Il 12 marzo 2000, a Genova, le puttane e i ministri, gli anarchici e i preti, gli scostumati e gli azzimati, gli anonimi e i famosi, si sono seduti l'uno accanto all'altro per salutare Fabrizio De André.
Nel suo nome hanno deposto le maschere sociali per ascoltare le canzoni di Fabrizio e per onorare la vita, la sua, di Fabrizio, e quella di tutti.

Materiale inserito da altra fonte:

PR #2516, opened 2018-12-03
Review some strcpy/memcpy/strprintf/sscanf usage in the code.

DimCitus:
In answer to a security audit, we double check buffer sizes and avoid known-dangerous operations such as sscanf.

### DIFF
--- a/src/backend/distributed/connection/connection_configuration.c
+++ b/src/backend/distributed/connection/connection_configuration.c
@@ -260,15 +260,37 @@ GetConnParams(ConnectionHashKey *key, char ***keywords, char ***values,
 	/* auth keywords will begin after global and runtime ones are appended */
 	Index authParamsIdx = ConnParams.size + lengthof(runtimeKeywords);
 
+	int paramIndex = 0;
+	int runtimeParamIndex = 0;
+
+	if (ConnParams.size + lengthof(runtimeKeywords) > ConnParams.maxSize)
+	{
+		/* unexpected, intended as developers rather than users */
+		ereport(ERROR, (errcode(ERRCODE_INVALID_PARAMETER_VALUE),
+						errmsg("too many connParams entries")));
+	}
+
 	pg_ltoa(key->port, nodePortString); /* populate node port string with port */
 
 	/* first step: copy global parameters to beginning of array */
-	memcpy(connKeywords, ConnParams.keywords, ConnParams.size * sizeof(char *));
-	memcpy(connValues, ConnParams.values, ConnParams.size * sizeof(char *));
+	for (paramIndex = 0; paramIndex < ConnParams.size; paramIndex++)
+	{
+		/* copy the keyword&value pointers to the new array */
+		connKeywords[paramIndex] = ConnParams.keywords[paramIndex];
+		connValues[paramIndex] = ConnParams.values[paramIndex];
+	}
 
 	/* second step: begin at end of global params and copy runtime ones */
-	memcpy(&connKeywords[ConnParams.size], runtimeKeywords, sizeof(runtimeKeywords));
-	memcpy(&connValues[ConnParams.size], runtimeValues, sizeof(runtimeValues));
+	for (runtimeParamIndex = 0;
+		 runtimeParamIndex < lengthof(runtimeKeywords);
+		 runtimeParamIndex++)
+	{
+		/* copy the keyword&value pointers to the new array */
+		connKeywords[ConnParams.size + runtimeParamIndex] =
+			(char *) runtimeKeywords[runtimeParamIndex];
+		connValues[ConnParams.size + runtimeParamIndex] =
+			(char *) runtimeValues[runtimeParamIndex];
+	}
 
 	/* final step: add terminal NULL, required by libpq */
 	connKeywords[authParamsIdx] = connValues[authParamsIdx] = NULL;
--- a/src/backend/distributed/relay/relay_event_utility.c
+++ b/src/backend/distributed/relay/relay_event_utility.c
@@ -692,12 +692,12 @@ void
 AppendShardIdToName(char **name, uint64 shardId)
 {
 	char extendedName[NAMEDATALEN];
-	uint32 extendedNameLength = 0;
 	int nameLength = strlen(*name);
 	char shardIdAndSeparator[NAMEDATALEN];
 	int shardIdAndSeparatorLength;
 	uint32 longNameHash = 0;
 	int multiByteClipLength = 0;
+	int neededBytes = 0;
 
 	if (nameLength >= NAMEDATALEN)
 	{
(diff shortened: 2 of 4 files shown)


src/backend/distributed/connection/connection_configuration.c
```diff
@@ -260,15 +260,30 @@ GetConnParams(ConnectionHashKey *key, char ***keywords, char ***values,
...
 
+	int paramIndex = 0;
+	int runtimeParamIndex = 0;
+
 	pg_ltoa(key->port, nodePortString); /* populate node port string with port */
 
 	/* first step: copy global parameters to beginning of array */
-	memcpy(connKeywords, ConnParams.keywords, ConnParams.size * sizeof(char *));
-	memcpy(connValues, ConnParams.values, ConnParams.size * sizeof(char *));
+	for (paramIndex = 0; paramIndex < ConnParams.size; paramIndex++)
```
mtuncer: just asking, how different is this from previous code. I don't see any difference wrt security here.

src/backend/distributed/relay/relay_event_utility.c
```diff
@@ -751,11 +751,20 @@ AppendShardIdToName(char **name, uint64 shardId)
 				 SHARD_NAME_SEPARATOR, longNameHash,
 				 shardIdAndSeparator);
 	}
-	extendedNameLength = strlen(extendedName) + 1;
-	Assert(extendedNameLength <= NAMEDATALEN);
 
-	(*name) = (char *) repalloc((*name), extendedNameLength);
-	snprintf((*name), extendedNameLength, "%s", extendedName);
+	(*name) = (char *) repalloc((*name), NAMEDATALEN);
+	writtenBytes = snprintf((*name), NAMEDATALEN, "%s", extendedName);
```
mtuncer: naming suggest it was returning actually written bytes, but it is not.
something along neededBytes, actualLength, requestedBytes ...  would look better

src/backend/distributed/connection/connection_configuration.c
marcocitus: There's no known security issue here, but there's a list of functions like sscanf and memcpy that are regarded unsafe. That doesn't mean we need to fix every instance (postgres is full of them), but the memcpy calls in this function were marked as suspicious, most likely because of their use of global variables (which an attacker might be able to control if there's another issue).

src/backend/distributed/connection/connection_configuration.c
```diff
@@ -260,15 +260,30 @@ GetConnParams(ConnectionHashKey *key, char ***keywords, char ***values,
...
 
 	/* second step: begin at end of global params and copy runtime ones */
-	memcpy(&connKeywords[ConnParams.size], runtimeKeywords, sizeof(runtimeKeywords));
-	memcpy(&connValues[ConnParams.size], runtimeValues, sizeof(runtimeValues));
+    for (runtimeParamIndex = 0;
+         runtimeParamIndex < lengthof(runtimeKeywords);
+         runtimeParamIndex++)
+    {
+        /* copy the keyword&value pointers to the new array */
+        connKeywords[ConnParams.size + runtimeParamIndex] =
```
marcocitus: In the spirit of these changes, should we add some ConnParams.size < ConnParams.maxSize check somewhere?

src/backend/distributed/transaction/remote_transaction.c
```diff
@@ -1321,21 +1321,86 @@ Assign2PCIdentifier(MultiConnection *connection)
...
 {
-	const int expectedFieldCount = 4;
-	int parsedFieldCount = 0;
-	bool nameValid = false;
+	char *ptr = preparedTransactionName;
 
-	parsedFieldCount = sscanf(preparedTransactionName, PREPARED_TRANSACTION_NAME_FORMAT,
-							  groupId, procId, transactionNumber, connectionNumber);
-	if (parsedFieldCount == expectedFieldCount)
+	for (int i=0; i<4; i++)
```
mtuncer: shall we drop the loop and do it in sequential manner.
looks like loop is only saving us from repeating 
```c
        ptr = strchr(ptr, '_');
 		if (ptr == NULL)
		{
			return false;
		}
 		/* step ahead of the current '_' character */
		++ptr;
```

But reducing readability significantly.

src/backend/distributed/transaction/remote_transaction.c
```diff
@@ -1321,21 +1321,86 @@ Assign2PCIdentifier(MultiConnection *connection)
...
+					|| (*procId == INT_MAX && errno == ERANGE))
+				{
+					return false;
+				}
+				break;
+			}
+
+			case 2:
+			{
+				*transactionNumber = strtoull(ptr, NULL, 10);
```
mtuncer: can we use `pg_strtouint64` instead

src/backend/distributed/transaction/remote_transaction.c
```diff
@@ -1321,21 +1321,86 @@ Assign2PCIdentifier(MultiConnection *connection)
...
+		}
+
+		/* step ahead of the current '_' character */
+		++ptr;
+
+		switch (i)
+		{
+			case 0:
+			{
+				*groupId = strtol(ptr, NULL, 10);
```
mtuncer: pg_atoi ?

src/backend/distributed/transaction/remote_transaction.c
```diff
@@ -1321,21 +1321,86 @@ Assign2PCIdentifier(MultiConnection *connection)
...
+					|| (*groupId == INT_MAX && errno == ERANGE))
+				{
+					return false;
+				}
+				break;
+			}
+
+			case 1:
+			{
+				*procId = strtol(ptr, NULL, 10);
```
mtuncer: pg_atoi

src/backend/distributed/transaction/remote_transaction.c
```diff
@@ -1321,21 +1321,86 @@ Assign2PCIdentifier(MultiConnection *connection)
...
+				{
+					return false;
+				}
+				break;
+			}
+
+			case 3:
+			{
+				uint64_t ulNumber = 0;
+				ulNumber = strtoul(ptr, NULL, 10);
```
mtuncer: pg_strtouint64

src/backend/distributed/transaction/remote_transaction.c
mtuncer: may be not, we probably don't want to fail with error. If erroring out is fine please use pg_atoi

src/backend/distributed/transaction/remote_transaction.c
DimCitus: Nope, we want to avoid `ereport(ERROR ...` on bad input. If we fail to parse the prepared transaction name it just means it's not a Citus _internal_ one, and we have another processing ahead.

src/backend/distributed/transaction/remote_transaction.c
```diff
@@ -1321,21 +1322,84 @@ Assign2PCIdentifier(MultiConnection *connection)
...
+
+	ptr = strchr(ptr, '_');
+	if (ptr == NULL)
+	{
+		return false;
+	}
+	/* step ahead of the current '_' character */
+	++ptr;
+
+	if ((*transactionNumber == 0 && errno != 0)
```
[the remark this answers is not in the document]
DimCitus: Oops, fixing.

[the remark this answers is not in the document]
DimCitus: Fixed now.

src/backend/distributed/transaction/remote_transaction.c
```diff
@@ -1321,21 +1322,79 @@ Assign2PCIdentifier(MultiConnection *connection)
...
+	{
+		return false;
+	}
+
+	/* step ahead of the current '_' character */
+	++currentCharPointer;
+
+	*procId = strtol(currentCharPointer, NULL, 10);
+	if ((*procId == 0 && errno == EINVAL) ||
+		(*procId == INT_MAX && errno == ERANGE))
```
pykello: Sorry, late here. If we are checking for `errno` anywhere, we should reset it before making the function calls. Looking at `strtol`'s specification and its implementation, it doesn't change `errno` if it succeeds.

src/backend/distributed/connection/connection_configuration.c
jasonmp85: Yup, no difference with security, huge difference with subtle bug that was introduced and took time to find and fix.

jasonmp85: Anyways, this is the root cause of #2611

jasonmp85: Ok, I may have been premature and should have taken my own advice here: https://github.com/citusdata/citus/pull/2611#issuecomment-473487391

Still digging…

jasonmp85: Yup, I thought you replaced a `memcpy` of the _strings_ with just directly copying the pointers to the strings; didn't realize the `memcpy` of an array of pointers was just replaced by a loop copying the pointers. No problem there… it's my code.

Non c'è stata pena anche se si piangeva, non c'è stata esibizione anche se era uno spettacolo, non c'è stata retorica anche se Genova intera salutava la partenza di un figlio.
Molti dei più importanti artisti italiani sono venuti a cantare Fabrizio.
La scaletta e il nome in cartellone erano appena una traccia affettuosa, l'ordine discreto di una preghiera collettiva.
Nessuno ha spinto, nessuno ha detto "io", nessuno ha litigato, nessuno ha chiesto, nessuno ha imposto.
Tutti hanno dato. Tutti cantato...

Chi c'era, non dimenticherà la gentilezza, la poesia, l'orgogliosa cultura e la rispettosa timidezza. Gli impacci e le lacrime, l'allegria di saperlo mai davvero morto, i fiori, gli abbracci, gli sguardi, la musica.
La musica soprattutto...

Grazie a chi ha cantato, grazie a chi ha ascoltato e ascolterà.
Grazie a chi canterà Fabrizio di qui in poi, grazie a Fabrizio che si è fatto cantare da tutti.